◆ **WORK REQUEST**
Isolate every line in the records below with "rootViewController" in it.

◆ **INPUT RECORDS**
PR #1926, opened 2022-04-13
[CIS-1555] Fix crash when changing users within an active chat

b-onc:
### 🔗 Issue Link
CIS-1555 (see the zendesk ticket related to this)
CIS-1743
CIS-1741

### 🎯 Goal

One of the usecases we support is: app opens with guest/anonymous user, which can send/read messages. At one point, user can login and become a signed in user, without reloading the chat screen

Another usecase: at any point, user can logout and login with the same / another user credential.

### 🛠 Implementation

Let's understand our DB cleanup mechanism first.
When a new user logs in, we call `databaseContainer.removeAllData(force: true)` non-force clean is not implemented, and it's not clear what it'll be. Perhaps it'll only remove user-related data (such as removing only `CurrentUserDTO` but keeping channels/messages intact). Anyways, it's not the point of this PR.

`removeAllData` rips out the underlying DB file. In this case, none of the DB observers will get `object deleted` notification, because we don't play by the CoreData rules. We "workaround" this by sending our own "willDelete" and "didDelete" notifications.

`willDelete` prepares `delete` events for all the objects we're currently aware of (in the context of observer)
`didDelete` notification is sent _after_ the DB file is removed. This causes the `delete` events to be published to the observing object.

This is where it gets fun. Whenever an update is published from observers (`EntityChangeObserver` or `ListChangeObserver`), we call `asModel` on the DTO, lazily. Since the DTO is deleted, all fields are reset: strings are "", numbers are 0. `Date`s are different: if we try to get the `Date` from an erased object, we get
```swift
Date._unconditionallyBridgeFromObjectiveC(_:)
```
our beloved crash.

The solution is to publish the changes _before_ the underlying DTOs are deleted, so calling `asModel` on them succeeds. The DTOs are removed immediately after the changes are published.

Another problem was that we were sending `didDelete` notification _before_ the actual DB file was removed, so observers were re-subscribing to DB, receiving further updates.

Another problem was that removing the DB file was an async operation but we treated as sync. User connection cannot be completed before DB wipe is completed. This caused crashes, too.

### 🧪 Testing

First, checkout the first commit of this repo. It adds the possibility of logging in as `anonymous` and `guest` users.
Due to our app configuration, anonymous users don't see any channels. So:
1. Login as guest user. ID doesn't matter, leave it empty, defaults to `guest`
1. Open the first channel you see
1. Tap the debug icon in the navigation bar.
1. Tap "switch user"
1. Select any member
You'll see the `Date` crash.

Now, checkout the final commit, and follow the same steps. The chat screen will remove all messages and load them again, without any crash.

### 🥸 Known Issues 

For some reason, it takes ~10 secs for the ChannelListController to dealloc. If one swaps users too quickly (logout/login), there'll be 2 ChatClient instances alive for ~10 secs. This causes a race condition, and sometimes a crash. This shouldn't be a problem in production, since switching users within 10 seconds of logging in is too rare, and it's not caused by this PR, so the investigation will continue without blocking this PR.

The DB errors when launching are not properly handled. Again, not related to the PR. It's a bit hard to resolve, since `init` is sync but errors come async. Investigation will continue without blocking the PR.

### 🎉 GIF

Simulator Screen Recording - iPhone 13 Pro - 2022-04-07 at 17 40 36

### ☑️ Contributor Checklist

### DIFF
--- a/CHANGELOG.md
+++ b/CHANGELOG.md
@@ -21,6 +21,7 @@ The format is based on [Keep a Changelog](https://keepachangelog.com/en/1.0.0/).
 - Fix cooldown being applied to /sync endpoint in connection recovery flow [#1925](https://github.com/GetStream/stream-chat-swift/pull/1925)
 - Fix active components not being reset when another user is connected [#1925](https://github.com/GetStream/stream-chat-swift/pull/1925)
 - Fix unusable firebase push provider [#1934](https://github.com/GetStream/stream-chat-swift/pull/1934)
+- Fix DB errors happening when logging in after a logout / user switch [#1926](https://github.com/GetStream/stream-chat-swift/issues/1926)
 
 ## StreamChatUI
 ### 💥 Removed
--- a/DemoApp/ChatPresenter.swift
+++ b/DemoApp/ChatPresenter.swift
@@ -29,19 +29,25 @@ class DemoChatChannelListRouter: ChatChannelListRouter {
     
     override func showCurrentUserProfile() {
         rootViewController.presentAlert(title: nil, actions: [
+            .init(title: "Switch User", style: .default, handler: { [unowned self] _ in
+                let actions = UserCredentials.builtInUsers.map { user in
+                    UIAlertAction(title: user.name, style: .default) { _ in
+                        ChatClient.shared.connectUser(
+                            userInfo: user.userInfo,
+                            token: Token(stringLiteral: user.token)
+                        )
+                    }
+                }
+                self.rootViewController.presentAlert(
+                    title: "Select a user",
+                    message: "Channel list won't be correct until you logout and login again.",
+                    actions: actions,
+                    cancelHandler: nil
+                )
+            }),
             .init(title: "Logout", style: .destructive, handler: { _ in
                 let window = self.rootViewController.view.window!
-                guard let navigationController = UIStoryboard(name: "Main", bundle: Bundle.main)
-                    .instantiateInitialViewController() as? UINavigationController else {
-                    return
-                }
-                guard let sceneDelegate = window.windowScene?.delegate as? SceneDelegate else {
-                    return
-                }
-                sceneDelegate.coordinator = DemoAppCoordinator(navigationController: navigationController)
-                UIView.transition(with: window, duration: 0.3, options: .transitionFlipFromLeft, animations: {
-                    window.rootViewController = navigationController
-                })
+                DemoAppCoordinator.logout(window: window)
             })
         ])
     }
@@ -77,6 +83,25 @@ class DemoChatChannelListRouter: ChatChannelListRouter {
     override func didTapMoreButton(for cid: ChannelId) {
         let channelController = rootViewController.controller.client.channelController(for: cid)
         rootViewController.presentAlert(title: "Select an action", actions: [
+            .init(title: "Switch User", style: .default, handler: { [unowned self] _ in
+                let channelUsers = UserCredentials.builtInUsers.filter { user in
+                    channelController.channel?.lastActiveMembers.contains(where: { $0.id == user.id }) ?? false
+                }
+                let actions = channelUsers.map { user in
+                    UIAlertAction(title: user.name, style: .default) { _ in
+                        ChatClient.shared.connectUser(
+                            userInfo: user.userInfo,
+                            token: Token(stringLiteral: user.token)
+                        )
+                    }
+                }
+                self.rootViewController.presentAlert(
+                    title: "Select a user",
+                    message: "Channel list won't be correct until you logout and login again.",
+                    actions: actions,
+                    cancelHandler: nil
+                )
+            }),
             .init(title: "Change nav bar translucency", style: .default, handler: { [unowned self] _ in
                 self.rootViewController.presentAlert(
                     title: "Change nav bar translucency",
--- a/Sources/StreamChat/Controllers/EntityDatabaseObserver.swift
+++ b/Sources/StreamChat/Controllers/EntityDatabaseObserver.swift
@@ -137,6 +137,9 @@ class EntityDatabaseObserver<Item, DTO: NSManagedObject> {
             cacheName: nil
         )
         
+        // We want item to report nil until `startObserving` is called
+        _item.computeValue = { nil }
+        
         listenForRemoveAllDataNotifications()
     }
     
@@ -149,11 +152,8 @@ class EntityDatabaseObserver<Item, DTO: NSManagedObject> {
     ///
     /// - Throws: An error if the provided fetch request fails.
     func startObserving() throws {
-        try frc.performFetch()
-        
         _item.computeValue = { [weak self] in
-            guard let self = self else { return nil }
-            guard let fetchedObjects = self.frc.fetchedObjects else { return nil }
+            guard let self = self, let fetchedObjects = self.frc.fetchedObjects else { return nil }
             log.assert(
                 fetchedObjects.count <= 1,
                 "EntityDatabaseObserver predicate must match exactly 0 or 1 entities. Matched: \(fetchedObjects)"
@@ -169,6 +169,7 @@ class EntityDatabaseObserver<Item, DTO: NSManagedObject> {
         }
         _item.reset()
         
+        try frc.performFetch()
         frc.delegate = changeAggregator
     }
     
@@ -225,7 +226,11 @@ class EntityDatabaseObserver<Item, DTO: NSManagedObject> {
             guard let self = self else { return }
             
             // Reset FRC which causes the current `frc.fetchedObjects` to be reloaded
-            try! self.startObserving()
+            do {
+                try self.startObserving()
+            } catch {
+                log.error("Error when starting observing: \(error)")
+            }
         }
         
         releaseNotificationObservers = { [weak notificationCenter] in
--- a/Sources/StreamChat/Controllers/EntityDatabaseObserver.swift
+++ b/Sources/StreamChat/Controllers/EntityDatabaseObserver.swift
@@ -137,22 +137,6 @@ class EntityDatabaseObserver<Item, DTO: NSManagedObject> {
             cacheName: nil
         )
         
-        _item.computeValue = { [weak frc] in
-            guard let fetchedObjects = frc?.fetchedObjects else { return nil }
-            log.assert(
-                fetchedObjects.count <= 1,
-                "EntityDatabaseObserver predicate must match exactly 0 or 1 entities. Matched: \(fetchedObjects)"
-            )
-            
-            return fetchedObjects.first.flatMap { dto in
-                var result: Item?
-                context.performAndWait {
-                    result = itemCreator(dto)
-                }
-                return result
-            }
-        }
-        
         listenForRemoveAllDataNotifications()
     }
     
@@ -167,6 +151,22 @@ class EntityDatabaseObserver<Item, DTO: NSManagedObject> {
     func startObserving() throws {
         try frc.performFetch()
         
+        _item.computeValue = { [weak self] in
+            guard let self = self else { return nil }
+            guard let fetchedObjects = self.frc.fetchedObjects else { return nil }
+            log.assert(
+                fetchedObjects.count <= 1,
+                "EntityDatabaseObserver predicate must match exactly 0 or 1 entities. Matched: \(fetchedObjects)"
+            )
+            
+            return fetchedObjects.first.flatMap { dto in
+                var result: Item?
+                self.context.performAndWait {
+                    result = self.itemCreator(dto)
+                }
+                return result
+            }
+        }
         _item.reset()
         
         frc.delegate = changeAggregator
@@ -201,12 +201,20 @@ class EntityDatabaseObserver<Item, DTO: NSManagedObject> {
                     newIndexPath: nil
                 )
             }
+            
+            // Publish the changes
+            self.changeAggregator.controllerDidChangeContent(self.frc as! NSFetchedResultsController<NSFetchRequestResult>)
+            
+            // Remove delegate so it doesn't get further removal updates
+            self.frc.delegate = nil
+            
+            // Remove the cached item since it's now deleted, technically
+            self._item.computeValue = { nil }
+            self._item.reset()
         }
         
         // When `DidRemoveAllDataNotification` is received, we need to reset the FRC. At this point, the entities are removed but
-        // the FRC doesn't know about it yet. Resetting the FRC removes the content of `FRC.fetchedObjects`. We also need to
-        // call `controllerDidChangeContent` on the change aggregator to finish reporting about the removed object which started
-        // in the `WillRemoveAllDataNotification` handler above.
+        // the FRC doesn't know about it yet. Resetting the FRC removes the content of `FRC.fetchedObjects`.
         let didRemoveAllDataNotificationObserver = notificationCenter.addObserver(
             forName: DatabaseContainer.DidRemoveAllDataNotification,
             object: context,
@@ -218,9 +226,6 @@ class EntityDatabaseObserver<Item, DTO: NSManagedObject> {
             
             // Reset FRC which causes the current `frc.fetchedObjects` to be reloaded
             try! self.startObserving()
-            
-            // Publish the changes started in `WillRemoveAllDataNotification`
-            self.changeAggregator.controllerDidChangeContent(self.frc as! NSFetchedResultsController<NSFetchRequestResult>)
         }
         
         releaseNotificationObservers = { [weak notificationCenter] in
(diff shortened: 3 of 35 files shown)


Sources/StreamChat/Database/DatabaseContainer.swift
```diff
@@ -219,17 +219,26 @@ class DatabaseContainer: NSPersistentContainer {
...
+                    }
+                    
+                    // If the current persistent store is a SQLite store, this method will reset and recreate it.
+                    try self?.recreatePersistentStore(completion: completionWithNotification)
+                } catch {
+                    completion?(error)
+                }
+            }
+        } else {
+            fatalError("Non-force flush is not implemented.")
```
evsaev, line 240: nit: can we preserve the structure to reduce the # of changes?
```swift
func removeAllData(force: Bool = true, completion: ((Error?) -> Void)? = nil) {
 if !force {
  fatalError("Non-force flush is not implemented yet.")
  }
  
  ...
}
```

Sources/StreamChat/Database/DatabaseContainer.swift
```diff
@@ -219,17 +219,26 @@ class DatabaseContainer: NSPersistentContainer {
...
+                do {
+                    self?.sendNotificationForAllContexts(name: Self.WillRemoveAllDataNotification)
+                    
+                    let completionWithNotification: ((Error?) -> Void) = { error in
+                        self?.sendNotificationForAllContexts(name: Self.DidRemoveAllDataNotification)
+                        completion?(error)
+                    }
+                    
+                    // If the current persistent store is a SQLite store, this method will reset and recreate it.
+                    try self?.recreatePersistentStore(completion: completionWithNotification)
```
evsaev, line 234:
```suggestion
                    // If the current persistent store is a SQLite store, this method will reset and recreate it.
                    try self?.recreatePersistentStore { error in
                        self?.sendNotificationForAllContexts(name: Self.DidRemoveAllDataNotification)
                        completion?(error)
                    }
```

Sources/StreamChat/Database/DatabaseContainer.swift
```diff
@@ -255,53 +264,56 @@ class DatabaseContainer: NSPersistentContainer {
...
-    private func setupPersistentStore() throws {
-        var storeLoadingError: Error?
-        
-        loadPersistentStores { _, error in
-            storeLoadingError = error
-        }
-        
-        if storeLoadingError != nil {
-            try recreatePersistentStore()
+    private func setupPersistentStore() {
```
evsaev, line 268: Can we also add a completion closure here? This one is called from `DatabaseContainer.init` and followed by `resetEphemeralValues` which can also bite us back if we don't wait for the store to be loaded/recreated.

Sources/StreamChat/Workers/ChatClientUpdater.swift
```diff
@@ -93,22 +100,28 @@ class ChatClientUpdater {
...
                     }
-
-                    self.connect(
+                    
+                    try self.prepareEnvironment(
                         userInfo: userInfo,
-                        completion: completion
-                    )
+                        newToken: newToken
+                    ) { error in
```
evsaev, line 113: `self.prepareEnvironment` should run regardless of `active/passive` client's mode because we assign a token in there. If client is passive, it's still allowed to send API calls which won't pass through if there's no token

evsaev (changes requested):

CHANGELOG.md
```diff
@@ -12,6 +12,7 @@ The format is based on [Keep a Changelog](https://keepachangelog.com/en/1.0.0/).
 
 ### 🐞 Fixed
 - Fixed support for multiple active channel lists at the same time [#1879](https://github.com/GetStream/stream-chat-swift/pull/1879)
+- Fix DB errors happening when logging in after a logout / user switch [#1926](https://github.com/GetStream/stream-chat-swift/issues/1926)
```
nuno-vieira, line 15: Whenever people have this crash, it is with the message `Date._unconditionallyBridgeFromObjectiveC`, so it makes sense to mention this in the changelog so people easily find this. 
```suggestion
- Fix the crash `Date._unconditionallyBridgeFromObjectiveC` when logging in after a logout / user switch [#1926](https://github.com/GetStream/stream-chat-swift/issues/1926)
```

Sources/StreamChatUI/ChatChannelList/ChatChannelListVC.swift
```diff
@@ -319,7 +319,10 @@ open class ChatChannelListVC: _ViewController,
             completion: { _ in
                 // Move changes from NSFetchController also can mean an update of the content.
                 // Since a `moveItem` in collections do not update the content of the cell, we need to reload those cells.
-                self.collectionView.reloadItems(at: Array(indices.move.map(\.toIndex)))
+                let moveIndexes = Array(indices.move.map(\.toIndex))
+                if !moveIndexes.isEmpty {
+                    self.collectionView.reloadItems(at: Array(indices.move.map(\.toIndex)))
+                }
```
nuno-vieira, line 325:
```suggestion
                let moveIndexes = Array(indices.move.map(\.toIndex))
                if !moveIndexes.isEmpty {
                    self.collectionView.reloadItems(at: moveIndexes))
                }
```

nuno-vieira:
@b-onc @evsaev @adamrushy 
We should create tickets for the known issues, and tackle them ASAP in the next sprint, especially if they produce crashes on our Demo App that are easily reproducible.

Sources/StreamChat/Database/DatabaseContainer.swift
```diff
@@ -219,17 +225,24 @@ class DatabaseContainer: NSPersistentContainer {
...
+                
+                // If the current persistent store is a SQLite store, this method will reset and recreate it.
+                try self?.recreatePersistentStore { error in
+                    self?.sendNotificationForAllContexts(name: Self.DidRemoveAllDataNotification)
+                    completion?(error)
+                }
+            } catch {
+                completion?(error)
+            }
+        }
```
evsaev, line 245: In this particular case, I wouldn't weakify self and let the DB flushing process complete.

Sources/StreamChat/Workers/ChatClientUpdater.swift
```diff
@@ -96,19 +103,25 @@ class ChatClientUpdater {
...
                         userInfo: userInfo,
                         newToken: newToken
-                    )
-
-                    // We manually change the `connectionStatus` for passive client
-                    // to `disconnected` when environment was prepared correctly
-                    // (e.g. current user session is successfully restored).
-                    if !self.client.config.isClientInActiveMode {
-                        self.client.connectionStatus = .disconnected(error: nil)
+                    ) { error in
```
evsaev, line 106: `[weak self]` to not connect the web socket if there's no strong refs left?

Sources/StreamChat/Database/DatabaseContainer.swift
```diff
@@ -255,53 +268,56 @@ class DatabaseContainer: NSPersistentContainer {
...
+                } catch {
+                    fatalError("Failed to initialize the storage with error: \(error). This is a non-recoverable error.")
+                }
+            }
         }
     }
     
     /// Removes the loaded persistent store and tries to recreate it.
-    func recreatePersistentStore() throws {
+    func recreatePersistentStore(completion: ((Error?) -> Void)? = nil) throws {
```
evsaev, line 285: nit: now, when completion with input `error` is in place, it's a bit weird the func throws, right? 🤔 but not sure if it's smth we wanna fix

Sources/StreamChat/Workers/ChatClientUpdater.swift
```diff
@@ -26,6 +27,7 @@ class ChatClientUpdater {
             client.createBackgroundWorkers()
             // Provide the token to pending API requests
             client.completeTokenWaiters(token: newToken)
+            completion(nil)
```
evsaev, line 30: Can we update tests to make sure we don't forget to call completion?

DemoApp/ChatPresenter.swift
```diff
@@ -29,19 +29,25 @@ class DemoChatChannelListRouter: ChatChannelListRouter {
     
     override func showCurrentUserProfile() {
         rootViewController.presentAlert(title: nil, actions: [
+            .init(title: "Switch User", style: .default, handler: { [unowned self] _ in
```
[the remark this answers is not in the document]
b-onc: What do you mean?

Sources/StreamChat/Database/DatabaseContainer.swift
b-onc: It actually makes sense: if the error is sync, we can act on it right away (switch to in-memory DB). if the error is async, we can't really do much

Sources/StreamChat/Workers/ChatClientUpdater.swift
b-onc: `prepareEnvironment` is called from `reloadUserIfNeeded` which had `completion` block already, and it's tested

DemoApp/ChatPresenter.swift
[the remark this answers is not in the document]
evsaev: I'm suggesting to fix the crash first, then add this action to the DemoApp 🙂

Sources/StreamChat/Workers/ChatClientUpdater.swift
evsaev: It's some kind of integration tests between 2 funcs. Testing `reloadUserIfNeeded` shouldn't check `prepareEnvironment` behaves as expected, just check it's invoke inside of it. 

Instead, a bunch of tests for `prepareEnvironment ` should be in place to check the behavior. 

Funny fact, it was me who wrote that 😄 Feel free to create a task in tech debt epic to fix it and assign on me 👍

Sources/StreamChat/Workers/ChatClientUpdater.swift
```diff
@@ -13,7 +13,8 @@ class ChatClientUpdater {
 
     func prepareEnvironment(
         userInfo: UserInfo?,
-        newToken: Token
+        newToken: Token,
+        completion: @escaping (Error?) -> Void
     ) throws {
```
polqf, line 18: Same as before. Either a throwing function or reporting an error via completion block

polqf (changes requested):
We might be missing tests to cover the changes

Sources/StreamChat/Controllers/EntityDatabaseObserver.swift
```diff
@@ -167,6 +151,22 @@ class EntityDatabaseObserver<Item, DTO: NSManagedObject> {
...
+                fetchedObjects.count <= 1,
+                "EntityDatabaseObserver predicate must match exactly 0 or 1 entities. Matched: \(fetchedObjects)"
+            )
+            
+            return fetchedObjects.first.flatMap { dto in
+                var result: Item?
+                self.context.performAndWait {
+                    result = self.itemCreator(dto)
+                }
+                return result
```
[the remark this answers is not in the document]
b-onc: yes, it's existing code and tested

Sources/StreamChat/Controllers/EntityDatabaseObserver.swift
```diff
@@ -201,12 +201,20 @@ class EntityDatabaseObserver<Item, DTO: NSManagedObject> {
                     newIndexPath: nil
                 )
             }
+            
+            // Publish the changes
+            self.changeAggregator.controllerDidChangeContent(self.frc as! NSFetchedResultsController<NSFetchRequestResult>)
```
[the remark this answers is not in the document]
b-onc: existing code and tested

Sources/StreamChat/Controllers/EntityDatabaseObserver.swift
```diff
@@ -201,12 +201,20 @@ class EntityDatabaseObserver<Item, DTO: NSManagedObject> {
...
+            
+            // Remove delegate so it doesn't get further removal updates
+            self.frc.delegate = nil
+            
+            // Remove the cached item since it's now deleted, technically
+            self._item.computeValue = { nil }
+            self._item.reset()
```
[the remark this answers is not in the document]
b-onc: no, `reset` is for resetting the cached value. `computeValue` is used when there's no cached value. See `@Cached` for implementation

Sources/StreamChat/Controllers/ListDatabaseObserver.swift
```diff
@@ -175,6 +162,20 @@ class ListDatabaseObserver<Item, DTO: NSManagedObject> {
     func startObserving() throws {
         try frc.performFetch()
         frc.delegate = changeAggregator
+        
+        _items.computeValue = { [weak self] in
+            guard let self = self else { return [] }
+            var result = LazyCachedMapCollection<Item>()
+            result = (self.frc.fetchedObjects ?? []).lazyCachedMap { dto in
```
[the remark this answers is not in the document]
b-onc: existing code, tested

Sources/StreamChat/Controllers/ListDatabaseObserver.swift
```diff
@@ -213,12 +214,20 @@ class ListDatabaseObserver<Item, DTO: NSManagedObject> {
                     newIndexPath: nil
                 )
             }
+            
+            // Publish the changes
+            self.changeAggregator.controllerDidChangeContent(self.frc as! NSFetchedResultsController<NSFetchRequestResult>)
```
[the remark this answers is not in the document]
b-onc: not in scope of the PR, let's move to Jira

Sources/StreamChat/Database/DatabaseContainer.swift
```diff
@@ -128,11 +128,21 @@ class DatabaseContainer: NSPersistentContainer {
...
+                self?.resetEphemeralValues()
+            }
+        }
                 
         if shouldFlushOnStart {
-            try recreatePersistentStore()
+            try recreatePersistentStore(completion: persistentStoreCreatedCompletion)
         } else {
-            try setupPersistentStore()
+            setupPersistentStore(completion: persistentStoreCreatedCompletion)
```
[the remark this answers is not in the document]
b-onc: I agree but more refactoring and the scope gets too big. we need a ticket to refactor `DatabaseContainer` and handle errors more robustly

Sources/StreamChat/Database/DatabaseContainer.swift
```diff
@@ -255,53 +268,56 @@ class DatabaseContainer: NSPersistentContainer {
...
+                } catch {
+                    fatalError("Failed to initialize the storage with error: \(error). This is a non-recoverable error.")
+                }
+            }
         }
     }
     
     /// Removes the loaded persistent store and tries to recreate it.
-    func recreatePersistentStore() throws {
+    func recreatePersistentStore(completion: ((Error?) -> Void)? = nil) throws {
```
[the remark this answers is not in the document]
b-onc: it makes sense, actually. some errors come sync, which we can act on them immediately: if we get a sync error, we can fallback to in memory storage, which we do in ChatClient. some errors come async, and we cannot actually act on them, so we just `fatalError` now. we need to refactor DatabaseContainer so these stuff are handled more robustly, but in the meantime, this approach makes it more robust.

Sources/StreamChat/Database/DatabaseContainer.swift
```diff
@@ -255,53 +268,56 @@ class DatabaseContainer: NSPersistentContainer {
...
-        var storeLoadingError: Error?
         
-        loadPersistentStores { _, error in
-            storeLoadingError = error
-        }
+        log.debug("Reloading persistent store", subsystems: .database)
         
-        if let error = storeLoadingError {
-            throw error
+        loadPersistentStores { _, error in
```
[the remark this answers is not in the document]
b-onc: can you explain?

Sources/StreamChat/Workers/ChatClientUpdater.swift
b-onc: it actually makes sense here, refactoring

b-onc (commented):
I'm updating the PR to include changes for the discussions i've 👍 'd

Sources/StreamChat/Database/DatabaseContainer.swift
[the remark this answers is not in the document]
b-onc: I actually did it..

Sources/StreamChat/Database/DatabaseContainer.swift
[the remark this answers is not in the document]
b-onc: done

polqf (approved):
LGTM as long as the comments not solved are on JIRA

Sources/StreamChat/Workers/ChatClientUpdater.swift
b-onc: CIS-1780 created for this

◆ **RESPONSE TO THE EXERCISE**
         rootViewController.presentAlert(title: nil, actions: [
+                self.rootViewController.presentAlert(
                 let window = self.rootViewController.view.window!
-                    window.rootViewController = navigationController
         let channelController = rootViewController.controller.client.channelController(for: cid)
         rootViewController.presentAlert(title: "Select an action", actions: [
+                self.rootViewController.presentAlert(
                 self.rootViewController.presentAlert(
         rootViewController.presentAlert(title: nil, actions: [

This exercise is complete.